PR #1083, opened 2019-09-10
core: sesolve and codegen little fixes

ajgpitch:
Add import of os in codegen
Remove prints in sesolve


ajgpitch:
@Ericgig I think these are mishaps. I found them when experimenting with the time-dependence options.
Maybe merge these into #1082 ?

PR #1091, opened 2019-10-01
Remove wrong shebangs

sameshl:
Fix unnecessary shebangs in `.pyx` and `.pxd` files by removing them.

related to #1059
ref :https://github.com/qutip/qutip/pull/1070


Ericgig:
Look good,
Thank you sameshl.
We can ignore the test errors as they are not related to this PR.

sameshl:
@Ericgig Thanks! Glad I could help.:smile:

....

### What is expected
Take the lines from the one containing "Maybe merge these into #1082 ?" to the last line of the material above and write them out exactly.

### Task response
Maybe merge these into #1082 ?

PR #1091, opened 2019-10-01
Remove wrong shebangs

sameshl:
Fix unnecessary shebangs in `.pyx` and `.pxd` files by removing them.

related to #1059
ref :https://github.com/qutip/qutip/pull/1070


Ericgig:
Look good,
Thank you sameshl.
We can ignore the test errors as they are not related to this PR.

sameshl:
@Ericgig Thanks! Glad I could help.:smile:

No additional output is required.